Cape in Chiba, Japan

Cape Myōgane (明鐘岬, Myōgane-misaki) is a cape located on the border of Futtsu and Kyonan, Chiba, Japan, where Mount Nokogiri on its western end precipitously falls into the Uraga Channel to Tokyo Bay.

Cape Myōgane marked the eastern border between Awa Province and Kazusa Province in pre-modern Japan. The area surrounding the cape is mountainous and known from early times as an area difficult to traverse by land. Cape Myōgane, due to its strategic location over the Uraga Channel, was also a noted defensive position. By the Meiji period (1868–1912) one tunnel was constructed near the cape to allow easier passage in the area. A railroad tunnel was completed in 1917 under the area between Cape Myōgane and Mount Nokogiri. Now called the Nokogiriyama Tunnel, it spans 1.251 km and allows the JR East Uchibō Line to connect Soga Station in Chiba City to cities in the south of the Bōsō Peninsula. Cape Myōgane, due to its strategic location over the Uraga Channel, was also a noted defensive position. Currently three tunnels (Motona, Shiofuki and Myōgane) allow safe passage by road via National Route 127.
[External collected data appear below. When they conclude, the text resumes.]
PR #2801, opened 2017-07-07
Using new version of WCF in the UWP metapackage

joperezr:
@dagood @zhenlan @ericstj 

Adding new uap implementation of WCF to the metapackage.


dagood:
While you're in this file, could you comment out the WCF `RemoteDependencyBuildInfo` too, so that other auto-upgrades start working again? Right now the auto-upgrade build tries to create a WCF build-info and fails because the commit hash is commented out.

joperezr:
done.

PR #2802, opened 2017-07-07
Build / sign appx separately so that you can include other signed binaries

chcosta:
Appx consumes uwphost and other binaries, we need to ensure those are built / signed first, then build the appx, sign it, then build packages.  This updates Windows and Windows (arm) definitions to build appx separately.

Validated that uwphost and appx are signed in private official Windows (x64 and arm) builds.

### DIFF
--- a/buildpipeline/Core-Setup-Windows-BT.json
+++ b/buildpipeline/Core-Setup-Windows-BT.json
@@ -15,8 +15,8 @@
         "scriptType": "inlineScript",
         "scriptName": "",
         "arguments": "-path $(PB_SourcesDirectory) -rootPath $(Build.SourcesDirectory)",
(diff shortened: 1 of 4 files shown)


buildpipeline/Core-Setup-Windows-BT.json
```diff
@@ -635,8 +689,7 @@
       "value": "dn-bot"
     },
     "PB_VsoPassword": {
-      "value": null,
-      "isSecret": true
+      "value": "cwzvo2apfo6wdij6q3vyruzfmbbcc2wkyus6widyltfkev7vumfa"
```
nattress: Is this leaking a password?

chcosta: checking

dagood: Thanks @nattress, revoked and cycled.

PR #2814, opened 2017-07-11
RTM branding

rakeshsinghranchi:


weshaggard:
What about removing the version number? Does this change handle that?

rakeshsinghranchi:
@weshaggard 

This change just takes care of RTM branding in setup UI . 
Package name has version and prereleaselabel that is tied with StabilizePackageVersion value .
https://github.com/dotnet/core-setup/blob/release/2.0.0/dir.props#L76

weshaggard:
OK if this is the only change let me roll it into my stabilization PR I will be submitting. So I'm going to close this PR.

PR #2815, opened 2017-07-12
Stabilize packages for .NET Core 2.0 release

weshaggard:
FYI @Petermarcu, @rakeshsinghranchi 

This PR will not pass CI until the other repo's are stable and we have the auto-update PR into this repo. I tested the build locally with some private built stable packages.


weshaggard:
Ignoring tizen legs as they don't have stable packages yet.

Cape Myōgane is known as a particularly rich fishing area. At the beginning of the Edo period (1603–1868) the Tokugawa shogunate took direct control of the fisheries of the area at and around near Cape Myōgane, and designated Tateyama to the south as a market and shipping point for marine products to the Edo capitol. The cape continues to be a popular spot for amateur fishing.